Jezioro Księte jak wiedzą zainteresowani jest jeziorem polodowcowym i kiedyś było na pewno oligotroficzne, czyli miało niską zawartość substacji odżywczych rozpuszczonych w wodzie i dobre natlenienie. Cała wyprodukowana materia organiczna podlegała procesowi mineralizacji i wracała do obiegu, czyli była BARDZO MAŁA ILOŚĆ OSADÓW. Wskutek procesu naturalnego użyźniania jezioro oligotroficzne przekształca się w eutroficzne. Proces eutrofizacji może przyspieszyć DOPŁYW ZANIECZYSZCZEŃ PRODUKOWANYCH PRZEZ CZŁOWIEKA. Normalnie jest to proces powolny, ale został on mocno przyśpieszony w wyniku działań człowieka,w wyniku intensyfikacji rolnictwa.
Najgorszy jest fosfor i azot, w wypadku fosforu, obejmuje nie tylko wzrost zrzutów ścieków, ale także wzrost zawartości środków piorących i innych detergentów zawierających fosfor w ściekach. Większa ilość tego biogenu związana jest także z intensyfikacją nawożenia oraz wzrostem erozji w zlewni,a zlewnia jest to całość obszaru, z którego wody spływają do jeziora,zlewnia dotyczy zarówno wód powierzchniowych, jak i podziemnych. Azot związany jest z wzrastającą emisją tlenków azotu do atmosfery, a tym samym dużą ich zawartością w opadach atmosferycznych.Nawożenie ziemi poddanej pod uprawę, również przyczynia się do wzrostu ładunku azotu.

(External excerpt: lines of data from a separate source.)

PR #87, opened 2023-05-23
Improve serialization errors

soerenbf:
## Purpose

Adds trace information for errors happening when (de)serializing using contract schemas. I added a few unit tests, mostly to test the format of the trace errors for both `JsonError` and `ToJsonError` are as expected, however they are nowhere exhaustive (If we need more, let me know).

## Changes

- Adds `JsonError::TraceError`, which holds information about the path to the original `JsonError` produced when serializing from schema type
- Adds `ToJsonError` type, which is now the error type returned when deserializing to schema type.

## Checklist

      hard-to-understand areas.

### DIFF
--- a/concordium-contracts-common/CHANGELOG.md
+++ b/concordium-contracts-common/CHANGELOG.md
@@ -1,6 +1,6 @@
 # Changelog
 
-## Unreleased
+## Unreleased changes
 
 - Implement `serde::Serialize` and `serde::Deserialize` for `Duration` using `FromStr` and `Display` implementations, when feature `derive-serde` is enabled.
 
--- a/concordium-contracts-common/CHANGELOG.md
+++ b/concordium-contracts-common/CHANGELOG.md
@@ -1,8 +1,10 @@
 # Changelog
 
-## concordium-contracts-common 7.0.0 (2023-05-23)
+## Unreleased
 
 - Implement `serde::Serialize` and `serde::Deserialize` for `Duration` using `FromStr` and `Display` implementations, when feature `derive-serde` is enabled.
+
+### Breaking changes
 - Adds new error type `ToJsonError`, which is returned when deserializing to schema type fails.
 - Adds member `JsonError::TraceError` to `JsonError`, which adds trace information to the error produced when serializing from schema type fails.
 
--- a/concordium-contracts-common/CHANGELOG.md
+++ b/concordium-contracts-common/CHANGELOG.md
@@ -1,8 +1,10 @@
 # Changelog
 
-## Unreleased changes
+## concordium-contracts-common 7.0.0 (2023-05-23)
 
 - Implement `serde::Serialize` and `serde::Deserialize` for `Duration` using `FromStr` and `Display` implementations, when feature `derive-serde` is enabled.
+- Adds new error type `ToJsonError`, which is returned when deserializing to schema type fails.
+- Adds member `JsonError::TraceError` to `JsonError`, which adds trace information to the error produced when serializing from schema type fails.
 
 ## concordium-contracts-common 6.0.0 (2023-05-08)
 
--- a/concordium-contracts-common/src/schema_json.rs
+++ b/concordium-contracts-common/src/schema_json.rs
@@ -48,8 +48,8 @@ pub enum JsonError {
 }
 
 impl JsonError {
-    /// Wraps a [JsonError] in a [JsonError::TraceError], providing a trace to the origin of the
-    /// error.
+    /// Wraps a [JsonError] in a [JsonError::TraceError], providing a trace to
+    /// the origin of the error.
     fn add_trace(&self, trace: String) -> Self {
         JsonError::TraceError {
             trace,
@@ -57,8 +57,8 @@ impl JsonError {
         }
     }
 
-    /// Gets the underlying error of a [JsonError::TraceError]. For any other variant, this simply returns
-    /// the error itself.
+    /// Gets the underlying error of a [JsonError::TraceError]. For any other
+    /// variant, this simply returns the error itself.
     fn get_error(&self) -> Self {
         if let JsonError::TraceError {
             error,
@@ -292,13 +292,20 @@ fn write_bytes_from_json_schema_type<W: Write>(
             if let Value::Array(entries) = json {
                 let len = entries.len();
                 write_bytes_for_length_of_size(len, size_len, out)?;
+
+                let mut i = 0;
                 for entry in entries {
                     if let Value::Array(pair) = entry {
                         ensure!(pair.len() == 2, MapError("Expected key-value pair".to_string()));
-                        write_bytes_from_json_schema_type(key_ty, &pair[0], out)
-                            .map_err(|e| e.add_trace(format!("'{}' (key)", &pair[0])))?;
-                        write_bytes_from_json_schema_type(val_ty, &pair[1], out)
-                            .map_err(|e| e.add_trace(format!("'{}'", &pair[0])))?;
+                        let result: Result<(), JsonError> = {
+                            write_bytes_from_json_schema_type(key_ty, &pair[0], out)
+                                .map_err(|e| e.add_trace("0".to_string()))?;
+                            write_bytes_from_json_schema_type(val_ty, &pair[1], out)
+                                .map_err(|e| e.add_trace("1".to_string()))?;
+                            Ok(())
+                        };
+                        result.map_err(|e| e.add_trace(format!("{}", i)))?;
+                        i += 1;
                     } else {
                         return Err(WrongJsonType(
                             "Expected key value pairs as JSON arrays".to_string(),
@@ -964,9 +971,7 @@ impl Fields {
 }
 
 impl From<std::string::FromUtf8Error> for ParseError {
-    fn from(_: std::string::FromUtf8Error) -> Self {
-        ParseError::default()
-    }
+    fn from(_: std::string::FromUtf8Error) -> Self { ParseError::default() }
 }
 
 fn item_list_to_json<R: Read>(
--- a/concordium-contracts-common/src/schema_json.rs
+++ b/concordium-contracts-common/src/schema_json.rs
@@ -153,10 +153,14 @@ pub enum ToJsonError {
     #[error("Failed to format as JSON")]
     FormatError,
     /// Failed to deserialize data to type expected from schema.
-    #[error("Failed to deserialize {schema:?} from position {position} of bytes {data}")]
+    #[error(
+        "Failed to deserialize {schema:?} due to: {reason} - from position {position} of bytes \
+         {data}"
+    )]
     DeserialError {
         position: u32,
         schema:   Type,
+        reason:   String,
         data:     ToJsonErrorData,
     },
     /// Trace leading to the original [ToJsonError].
@@ -239,6 +243,10 @@ impl<'a> ToJsonError {
 }
 
 pub type ToJsonResult<A> = Result<A, ToJsonError>;
+
+#[derive(thiserror::Error, Debug, Clone)]
+#[error("{0}")]
+struct ParseErrorWithReason(String);
 
 // Serializes a value to the provided output buffer
 macro_rules! serial {
@@ -1344,6 +1352,7 @@ fn item_list_to_json<T: AsRef<[u8]>>(
     let len = deserial_length(source, size_len).map_err(|_| ToJsonError::DeserialError {
         data,
         position,
+        reason: "Could not deserialize length of list".into(),
         schema: schema.to_owned(),
     })?;
     let mut values = Vec::with_capacity(std::cmp::min(MAX_PREALLOCATED_CAPACITY, len));
@@ -1354,20 +1363,38 @@ fn item_list_to_json<T: AsRef<[u8]>>(
     Ok(values)
 }
 
-fn deserial_string<R: Read>(source: &mut R, size_len: SizeLength) -> ParseResult<String> {
-    let len = deserial_length(source, size_len)?;
+fn deserial_string<R: Read>(
+    source: &mut R,
+    size_len: SizeLength,
+) -> Result<String, ParseErrorWithReason> {
+    let len = deserial_length(source, size_len)
+        .map_err(|_| ParseErrorWithReason("Could not parse String length".into()))?;
     // we are doing this case analysis so that we have a fast path for safe,
     // most common, lengths, and a slower one longer ones.
     if len <= MAX_PREALLOCATED_CAPACITY {
         let mut bytes = vec![0u8; len];
-        source.read_exact(&mut bytes)?;
-        Ok(String::from_utf8(bytes)?)
+        source.read_exact(&mut bytes).map_err(|_| {
+            ParseErrorWithReason(format!(
+                "Parsed length {} for String value, but failed to read {} bytes from value",
+                len, len
+            ))
+        })?;
+        Ok(String::from_utf8(bytes)
+            .map_err(|_| ParseErrorWithReason("Failed to deserialize String from value".into()))?)
     } else {
         let mut bytes: Vec<u8> = Vec::with_capacity(MAX_PREALLOCATED_CAPACITY);
         let mut buf = [0u8; 64];
         let mut read = 0;
         while read < len {
-            let new = source.read(&mut buf)?;
+            let new = source.read(&mut buf).map_err(|_| {
+                let end = std::cmp::min(len - read, 64);
+                ParseErrorWithReason(format!(
+                    "Parsed length {} for String value, but failed to read bytes {}..{} from value",
+                    len,
+                    read,
+                    read + end
+                ))
+            })?;
             if new == 0 {
                 break;
             } else {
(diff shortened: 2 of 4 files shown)


concordium-contracts-common/CHANGELOG.md
```diff
@@ -1,8 +1,10 @@
 # Changelog
 
-## Unreleased changes
+## concordium-contracts-common 7.0.0 (2023-05-23)
 
 - Implement `serde::Serialize` and `serde::Deserialize` for `Duration` using `FromStr` and `Display` implementations, when feature `derive-serde` is enabled.
+- Adds new error type `ToJsonError`, which is returned when deserializing to schema type fails.
+- Adds member `JsonError::TraceError` to `JsonError`, which adds trace information to the error produced when serializing from schema type fails.
```
abizjak, line 7: Breaking changes are missing in this list.

concordium-contracts-common/src/schema_json.rs
```diff
@@ -40,8 +42,133 @@ pub enum JsonError {
...
+pub enum ToJsonError<'a> {
+    /// JSON formatter failed to represent value.
+    #[error("Failed to format as JSON")]
+    FormatError {},
+    /// Failed to deserialize data to type expected from schema.
+    #[error("Failed to deserialize {schema:?} from position {position} of bytes {data}")]
+    DeserialError {
+        position: u32,
+        schema:   &'a Type,
+        data:     ToJsonErrorData,
```
abizjak, line 125: It looks like in a number of cases you could provide some details here, for example "integer overflow".

Is there a reason for not adding an error message string here?

concordium-contracts-common/src/schema_json.rs
```diff
@@ -40,8 +42,133 @@ pub enum JsonError {
...
+    },
+    /// Trace leading to the original [ToJsonError].
+    #[error("{schema:?} -> {error}")]
```
abizjak, line 128: Isn't this going to be very verbose? Type is very large.

Bargsteen (commented):
Nice work 😊 
It would be nice, as Ales suggested, that we include the more precise reason why an individual element could not be converted. You can draw inspiration from [concordium client]( https://github.com/Concordium/concordium-client/blob/334e8d060875d9f486bfaa8c72f45d13931b024a/src/Concordium/Client/Types/Contract/Parameter.hs#LL61C4-L61C4).

concordium-contracts-common/src/schema_json.rs
```diff
@@ -40,8 +42,133 @@ pub enum JsonError {
...
+#[derive(Debug, Clone)]
+pub struct ToJsonErrorData(Vec<u8>);
+
+impl From<Vec<u8>> for ToJsonErrorData {
+    fn from(value: Vec<u8>) -> Self { Self(value) }
+}
+
+impl Display for ToJsonErrorData {
+    fn fmt(&self, f: &mut core::fmt::Formatter<'_>) -> core::fmt::Result {
+        self.0.iter().map(|b| write!(f, "{:02x?}", b)).collect()
```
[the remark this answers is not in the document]
soerenbf: It's a `try_for_each` instead now (clippy lead me on that path), which should be the same?

concordium-contracts-common/src/schema_json.rs
```diff
@@ -228,8 +357,12 @@ fn write_bytes_from_json_schema_type<W: Write>(
             if let Value::Array(values) = json {
                 let len = values.len();
                 write_bytes_for_length_of_size(len, size_len, out)?;
+
+                let mut i = 0;
                 for value in values {
```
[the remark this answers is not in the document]
soerenbf: yes, clippy suggested this as well 😄

concordium-contracts-common/src/schema_json.rs
```diff
@@ -40,8 +42,133 @@ pub enum JsonError {
...
+    pub fn print(&self, verbose: bool) -> String {
+        match self {
+            JsonError::TraceError {
+                field,
+                json,
+                error,
+            } if verbose => {
+                let formatted_json =
+                    serde_json::to_string_pretty(json).unwrap_or(format!("{}", json));
+                format!("{}\nIn {} of {}", error.print(verbose), field, formatted_json)
```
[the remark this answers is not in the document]
Bargsteen: I don't think we have a known bound here, so recursion should be avoided.
You can loop through the recursive structure here as well. Similar to what Ales suggested here: https://github.com/Concordium/concordium-contracts-common/pull/87#discussion_r1202057797.

concordium-contracts-common/src/schema_json.rs
soerenbf: Well.. yes. The verbose version is alright as it's on multiple lines, but the concise version (as in the one on this line) is not very nice to read. Maybe we just remove the type (`{schema:?}`) altogether from this and only print the error (which also points you to the precise position of the buffer that fails to deserialize into a concrete type).

Or do you have an alternative suggestion to what could be nice if it was to be included in f.x. a log file?

concordium-contracts-common/src/schema_json.rs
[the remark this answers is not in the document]
soerenbf: Tried to do something here. I don't think it's very pretty though, so any suggestions as to how to make it better is more than welcome!

concordium-contracts-common/src/schema_json.rs
```diff
@@ -962,178 +1322,251 @@ fn deserial_string<R: Read>(source: &mut R, size_len: SizeLength) -> ParseResult
...
-                let values = item_list_to_json(source, *size_len, |s| {
-                    let key = key_type.to_json(s)?;
-                    let value = value_type.to_json(s)?;
-                    Ok(Value::Array(vec![key, value]))
-                })?;
+                let values = item_list_to_json(
+                    source,
+                    *size_len,
+                    |s| {
+                        let key = key_type.to_json(s).map_err(|e| e.add_trace(position, self))?;
```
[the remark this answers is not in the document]
soerenbf: My thought was that the position in the `TraceError` marked the start of the point which is attempted to be deserialized as `Type::Map`, whereas the specific position that leads to the innermost error is included in the `DeserialError`, if that makes sense?

concordium-contracts-common/src/schema_json.rs
```diff
@@ -1,11 +1,13 @@
...
+use core::fmt::Display;
 use num_bigint::{BigInt, BigUint};
 use num_traits::Zero;
 use serde_json::Value;
 use std::convert::{TryFrom, TryInto};
 
+/// Represents errors occuring while serializing data from schema JSON format
 #[derive(Debug, thiserror::Error, Clone)]
-pub enum JsonError {
+pub enum JsonError<'a> {
```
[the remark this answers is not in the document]
soerenbf: Resolved this by having the error own the value instead (cloned the data). Tried to do this in a lazy fashion to limit this behaviour to happen only when needed

concordium-contracts-common/src/schema_json.rs
```diff
@@ -886,10 +1142,107 @@ mod tests {
...
+    }
 }
 
 impl Fields {
-    pub fn to_json<R: Read>(&self, source: &mut R) -> ParseResult<serde_json::Value> {
+    pub fn to_json<'a, T: AsRef<[u8]>>(
+        &'a self,
+        source: &mut Cursor<T>,
+    ) -> ToJsonResult<'a, serde_json::Value> {
         use serde_json::*;
```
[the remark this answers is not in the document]
soerenbf: Resolved with the removal of explicit lifetime annotation for errors altogether

concordium-contracts-common/src/schema_json.rs
abizjak: No, I can't really think of a good way to represent this in a single line.

concordium-contracts-common/src/schema_json.rs
```diff
@@ -40,8 +42,133 @@ pub enum JsonError {
...
+            }
+            _ => format!("{}", self),
+        }
+    }
+}
+
+/// Wrapper around a list of bytes to represent data which failed to be
+/// deserialized into schema type.
+#[derive(Debug, Clone)]
+pub struct ToJsonErrorData(Vec<u8>);
```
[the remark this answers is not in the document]
abizjak: No, that covers it. Making the field `pub` would also do it. Unless there is a reason for not allowing its construction.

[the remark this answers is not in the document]
soerenbf: Ah, right 😅 it's now public!

concordium-contracts-common/src/schema_json.rs
```diff
@@ -953,192 +1472,347 @@ fn deserial_string<R: Read>(source: &mut R, size_len: SizeLength) -> ParseResult
...
             Type::Amount => {
-                let n = Amount::deserial(source)?;
+                let n = Amount::deserial(source)
+                    .map_err(|_| deserial_error("Could not parse Amount from value".into()))?;
                 Ok(Value::String(n.micro_ccd().to_string()))
             }
             Type::AccountAddress => {
-                let address = AccountAddress::deserial(source)?;
+                let address = AccountAddress::deserial(source).map_err(|_| {
+                    deserial_error("Could not parse AccountAddress from value".into())
```
abizjak, line 1576: And 32 bytes here.

concordium-contracts-common/src/schema_json.rs
```diff
@@ -953,192 +1472,347 @@ fn deserial_string<R: Read>(source: &mut R, size_len: SizeLength) -> ParseResult
...
+                })?;
                 Ok(Value::String(address.to_string()))
             }
             Type::ContractAddress => {
-                let address = ContractAddress::deserial(source)?;
-                Ok(serde_json::to_value(address).map_err(|_| ParseError {})?)
+                let address = ContractAddress::deserial(source).map_err(|_| {
+                    deserial_error("Could not parse ContractAddress from value".into())
```
abizjak, line 1582: And here 16.

concordium-contracts-common/src/schema_json.rs
```diff
@@ -953,192 +1472,347 @@ fn deserial_string<R: Read>(source: &mut R, size_len: SizeLength) -> ParseResult
...
+                        bytes.into_iter().collect()
+                    });
+
+                match (len, bytes) {
+                    (Ok(len), Ok(bytes)) => {
+                        let mut string = String::with_capacity(std::cmp::min(
+                            MAX_PREALLOCATED_CAPACITY,
+                            2 * len,
+                        ));
+                        bytes.into_iter().for_each(|b| string.push_str(&format!("{:02x?}", b)));
```
abizjak, line 1769: I am really not a fan of these effectful closures. I would strongly prefer to keep the for loop that we had.

concordium-contracts-common/src/schema_json.rs
```diff
@@ -953,192 +1472,347 @@ fn deserial_string<R: Read>(source: &mut R, size_len: SizeLength) -> ParseResult
...
-                let mut string =
-                    String::with_capacity(std::cmp::min(MAX_PREALLOCATED_CAPACITY, 2 * len));
-                for _ in 0..len {
-                    let byte = source.read_u8()?;
-                    string.push_str(&format!("{:02x?}", byte));
+                let len = deserial_length(source, *size_len).map_err(|_| {
+                    ParseErrorWithReason("Could not parse ByteList length from value".into())
+                });
+                let bytes: core::result::Result<Vec<_>, _> =
+                    len.as_ref().map_err(|e| e.to_owned()).and_then(|len| {
```
abizjak, line 1746: Why `to_owned` instead of `clone`?

concordium-contracts-common/src/schema_json.rs
```diff
@@ -1,47 +1,301 @@
...
+            json: json.to_owned(),
+            error: Box::new(self),
+        }
+    }
+
+    /// Prints a formatted error message for variant. [JsonError::TraceError]
+    /// supports printing a verbose form including a more detailed
+    /// description of the error stack, which is returned if `verbose` is
+    /// set to true.
+    pub fn print(&self, verbose: bool) -> String { self.print_nested(verbose) }
```
Bargsteen, line 164: The method name here is also a bit misleading. If you change `print_nested`, then also change this one.

concordium-contracts-common/src/schema_json.rs
```diff
@@ -1,47 +1,301 @@
 use crate::{constants::*, schema::*, *};
+use core::fmt::Display;
 use num_bigint::{BigInt, BigUint};
 use num_traits::Zero;
 use serde_json::Value;
 use std::convert::{TryFrom, TryInto};
 
+trait TraceError {
```
Bargsteen, line 8: Please document this trait.

concordium-contracts-common/src/schema_json.rs
```diff
@@ -1,47 +1,301 @@
...
+    /// Gets the underlying error of a [ToJsonError::TraceError]. For any other
+    /// variant, this simply returns the error itself.
+    pub fn get_error(&self) -> &Self { self.get_innermost_error() }
+}
+
+pub type ToJsonResult<A> = Result<A, ToJsonError>;
+
+#[derive(thiserror::Error, Debug, Clone)]
+#[error("{0}")]
+struct ParseErrorWithReason(String);
```
Bargsteen, line 297: Docs, even though it is private ;)

concordium-contracts-common/src/schema_json.rs
```diff
@@ -756,6 +1031,117 @@ mod tests {
...
+        let schema = Type::AccountAddress;
+        let bytes =
+            schema.serial_value(&json!(format!("{}", &account))).expect("Serializing failed");
+
+        let expected = Vec::from(account_bytes);
+        assert_eq!(expected, bytes)
+    }
+
+    #[test]
+    fn test_serial_account_address_wrong_address_fails() {
```
Bargsteen, line 1047: Please add a brief comment to each of these, explaining what they are testing.

concordium-contracts-common/src/schema_json.rs
```diff
@@ -886,10 +1272,114 @@ mod tests {
         let mut cursor = Cursor::new([128, 128, 128, 128, 128, 128, 128, 128, 128, 0b0111_1111]);
         deserial_bigint(&mut cursor, 9).expect_err("Deserialising should fail");
     }
+
+    #[test]
+    fn test_deserial_account_address() {
```
Bargsteen, line 1277: Also here. It might be redundant on this particular test case, but it will make the next person adding tests more likely to feel pressure to document his or her test case ;)

concordium-contracts-common/src/schema_json.rs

Silne opady deszczu mogą łatwo wypłukiwać azot z powierzchniowej warstwy gleby oraz z nawozów, przy czym do zbiornika mogą być też wniesione znaczne ilości fosforu.
Tak więc na początku całego tego procesu eutrofizacji,nastapił mały wzrost produkcji biologicznej,co było korzystne i powodowało wzrost produkcji ryb, ale po przekroczeniu pewnej granicy obserwujemy dzisiaj wiele złych następstw w tym masowy rozwój organizmów fitoplanktonowych powodujących w naszym jeziorze tzw. zakwity i zmniejszającą się przezroczystość wody, wzrasta ilość sinic, które powodują śmiertelność fauny,niektóre sinice posiadają toksyny które powodują uczulenia przy kontakcie z wodą, wydzielają substancje, które psują smak i zapach wody. Pogarszają się warunki świetlne w wodzie, następuje wyczerpanie zasobów tlenu, tarło ryb nie dochodzi do skutku, w zimę giną pod lodem, dochodzi do różnych procesów chemicznych, powstaje metan, siarkowodór itd.itd. |
Konsekwencji jest wiele...Najskuteczniejszą metodą walki z procesem eutrofizacji jest ograniczenie dopływu tych wszystkich szkodliwych biogenów, ale to nie takie proste dzisiaj rolnik nie stosując nawozów sztucznych nie będzie miał produkcji rolnej na której i tak nie bije kroci,tak samo jak my wszyscy nie możemy się obyć bez wszechobecnej chemii,ale to już osobny temat...idąc moim tropem.
Jezioro które mnie interesuje, czyli Księte jest bardzo narażone na ten cały proces eutrofizacji ponieważ jest jeziorem małym i płytkim,więc teraz najważniejsze co trzeba zrobić i co możemy zrobić i na tym chciałbym oprzeć cel tego mojego opisania problemu. Mam nadzieje na zainteresowanie tym problemem i liczny udział w dyskusji na ten temat,wiem że w gronie wędkarzy w naszej gminie był on poruszany nie raz i od lat...
Podobno najtańszym i najbardziej skutecznym sposobem, który w stosunkowo bardzo krótkim czasie przywraca wszystkie cechy równowagi ekologicznej zeutrofizowanym zbiornikom jest napowietrzanie i polegające na usunięciu osadów dennych poza misę tzw. bagrowanie. Tu na pewno pojawia się wiele problemów organizacyjnych i pieniężnych...
Następna rzecz to stale obniżający się poziom lustra wody który jakiś czas temu został dorażnie naprawiony przez pewną liczbe osób zaangażowanych w ten problem i woda się podniosła,podniosło się też duzo więcej od lustra wody niezadowolenie niektórych okolicznych mieszkańców,a konkretnie chodzi o łąki otaczające jezioro...nie do końca rozumie jak to jest z własnością tych łąk...sprawa ta miała nawet oparcie w sądzie...szczegółów nie znam ale może ktoś je nam przybliży...czekam na zaangażowanie i komentarze w tej sprawie...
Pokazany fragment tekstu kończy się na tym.